Queen of the Night


NOTE The Great Backyard Bird Count will be held February 13-16. It is a joint project of Audubon and Cornell Lab of Ornithology. Please check out the GBBC website for details. Your participation is important as scientists endeavor to study the status of winter bird populations. You can read more about it in this month's Backyard Birdwatching Almanac article.
Valentine's Day is coming up. I can't think of a better time to write about the mystery and beauty of an exotic houseplant that can certainly inspire thoughts of love and passion.

Miracles happen all the time, even when no one's around to see them happen. When I knew it was about time for my Queen of the Night, aka Epiphyllum oxypetalum, to bloom, I made sure I was awake to see it all. I set up the lights and camera and waited.

In mid-September when there were still lots of hummingbirds migrating through the area and visiting my feeders daily, I would sit in the sunroom and enjoy watching their antics. It was during one of those relaxing interludes that I noticed something different about the epiphyllum- it had two buds!! This plant has been in my keeping for about three years now with no evidence heretofore that it had any intention of blooming. So I was delightfully stunned to find the tiny buds where they had just emerged on the edge of one of the stems. They grew and elongated, changing their appearance from one day to the next.

I watched the buds grow and develop over the next two weeks until they appeared they would virtually burst open! Friends had been coaching me about when the event would probably happen and what to expect. I knew that the first bud would probably open sometime after sunset, probably between eight and nine o'clock. I also knew to expect quite an intoxicating fragrance that would fill the house.

I was not disappointed by the fragrance nor was I disappointed by any phase of the opening and closing which all takes place in the span of about eight hours. That's the thing- if you don't watch it happen, all you get to see the next morning is the limp, closed bloom, ready to be plucked off the stem. So I waited anxiously as the first signs of opening occurred.

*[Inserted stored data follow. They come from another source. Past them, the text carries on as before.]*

PR #1193, opened 2026-08-28
Form: let the label column share the squeeze with the field

JeanMarcMilletScality:
## TL;DR

In a `responsive` Form, a label column with an explicit width now gives ground at the same time as the field beside it, instead of holding its full width until the field hits its floor and the row stacks.

## Context

`CUI-32`/`CUI-36` already let the label column shrink. What it does not do is shrink *in time*: a section with `forceLabelWidth` kept its full cap while the field walked all the way down to `10rem`, so a form ran out of room while a third of it was still label.

## Approach

A grid track satisfies its **max** before a flexible track flexes. `minmax(min-content, 224px)` therefore takes its 224px first, and `minmax(10rem, 1fr)` absorbs the entire squeeze. Clamping the cap to a share of the container makes the two shrink together:

Before:
```ts
const labelTrack = responsive
  ? `minmax(min-content, ${labelWidthCap})`   // ←
  : labelWidthCap;
```

After:
```ts
const labelTrack = responsive
  ? `minmax(min-content, ${
      labelWidth ? `min(${labelWidth}, ${LABEL_MAX_CQI}cqi)` : labelWidthCap   // ←
    })`
  : labelWidthCap;
```

`cqi` resolves against the `responsive` container the Form already establishes, so this needs no measurement and no new prop. Above ~2.5× the cap the fraction is the larger of the two and the column is sized exactly as before.

`40cqi` is a **starting point for review on the preview, not a derived constant** — it is "slightly under half, with the column gap and padding accounted for".

Measured on the `ResponsiveLabelSqueeze` story — container width → label track / field track (widest input):

| `forceLabelWidth` | Container | Before | After |
| --- | --- | --- | --- |
| 224 | 520 | 224 / 233 (206) | 208 / 249 (222) |
| 224 | 480 | 224 / 193 (167) | 192 / 225 (198) |
| 224 | 440 | 221 / 156 (132) | 176 / 201 (174) |
| 265 | 620 | 265 / 309 (282) | 248 / 309 (282) |
| 265 | 520 | 265 / 192 (167) | 208 / 249 (222) |
| 265 | 460 | 241 / 156 (132) | 184 / 213 (186) |
| 265 | 440 | 241 / 156 (132) | *stacked* |

Zero overflow at every width in both columns; after the change the field never reaches its floor.

**The stacking threshold was also wrong for any wide cap.** It was a module constant built from `LABEL_MIN_CH`, so a section capped at 265px needed 437px to fit but did not stack until ~367px — a 70px band where the field sat pinned at its floor with no recovery. It is now derived from the section's own label width. An auto-sized column keeps the `24ch` floor, so that case is unchanged.

## Usage

`forceLabelWidth` now takes a CSS length as well as a pixel number, so a cap can follow the root font size instead of being computed once. Both forms are in the stories:

Before:
```tsx
<FormSection title={{ name: 'Identity', icon: 'Account' }} forceLabelWidth={224}>
```

After — either is valid, the string form is new:
```tsx
<FormSection title={{ name: 'Identity', icon: 'Account' }} forceLabelWidth="15rem">   // ←
```

## Review focus

- 🟡 `form/Form.component.tsx` › `FormSection` / `labelTrack` — the `min(cap, 40cqi)` clamp. It changes resting appearance on every `responsive` form with an explicit label cap, between roughly 1024 and 1200px. This is the number to argue about.
- 🟡 `form/Form.component.tsx` › `stackBelow` — the threshold moved from a module constant to a per-section value threaded through `SectionGrid` and `FieldSubgridRow` as `$stackBelow`. Same plumbing as the existing `$labelTrack`, no new context, but it is the change that alters *when* a section stacks.
- ⚪ `form/Form.component.tsx` › `forceLabelWidth` — widened to `number | string`. Additive; a bare number still means px.

## How to test

1. `npm run storybook`
2. Templates → Form → **ResponsiveLabelSqueeze**. Drag the dashed frame's right edge inward. The label column should start shrinking well before the input reaches its minimum, and the row should stack only once both are genuinely out of room.
3. Set the `forceLabelWidth` control to `265` and repeat — it should stack before anything overflows, which it previously did not.
4. **ResponsiveLabelSqueezeRemCap** — the same shape with a `15rem` cap; the column should track the root font size.
5. Every other Form story should be unchanged at full width.

## Follow-up

The `40cqi` share needs a designer's call on a live preview before this leaves draft.

## References

- `CUI-32` / `CUI-36` — made the label column shrink at all; this PR is about when.

### DIFF
--- a/src/lib/components/form/Form.component.tsx
+++ b/src/lib/components/form/Form.component.tsx
@@ -430,12 +430,16 @@ type FormSectionProps = {
   title?: { name: string; icon?: IconName; helpTooltip?: string };
   /**
    * Caps the label column at this width: labels wider than it wrap rather than
-   * widening the column. A number is pixels; a string is any CSS length, so
-   * `'15rem'` follows the document's root font size where a px value computed once
-   * cannot. In a `responsive` Form the column keeps this width while there is
-   * room but shrinks below it (down to the longest word) as the field track is
-   * squeezed, so rows stay aligned; otherwise it is pinned to this exact width.
-   * When unset, the column auto-sizes to the widest label.
+   * widening the column. A number is pixels; a string is an **absolute** length
+   * (`px`, `rem`, `em`, `ch`), so `'15rem'` follows the document's root font size
+   * where a px value computed once cannot. A percentage or a keyword such as
+   * `max-content` is not usable: the width is also fed to the container query
+   * that decides when the section stacks, and neither is valid there, so the rule
+   * is dropped whole and the section silently stops stacking. In a `responsive`
+   * Form the column keeps this width while there is room but shrinks below it
+   * (down to the longest word) as the field track is squeezed, so rows stay
+   * aligned; otherwise it is pinned to this exact width. When unset, the column
+   * auto-sizes to the widest label.
    */
   forceLabelWidth?: number | string;
   rightActions?: ReactNode;
--- a/src/lib/components/form/Form.component.tsx
+++ b/src/lib/components/form/Form.component.tsx
@@ -57,16 +57,29 @@ type TabFormProps = { layout: { kind: 'tab' } } & FormProps;
 
 // In a `responsive` Form a FormSection lays its FormGroups out as a two-column
 // CSS grid (label track + field track) and each FormGroup is a `subgrid` row, so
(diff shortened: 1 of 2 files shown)


MonPote (approved):
lGTM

The first thing to happen was that little spidery protrusions began to separate from the bud itself. Then the flower itself began to open up- just a little opening at the end of the elongated bud at first, but soon into a very large, beautiful creamy white, fragrant bloom that measured almost five inches in diameter. I sat with my camera and took photos of the emerging miracle happening right before my eyes. Within about three hours, it had opened to its full extent and began to close up again. I was treated to two consecutive nights of this wonder of wonders, when the second bloom repeated the performance minute by minute.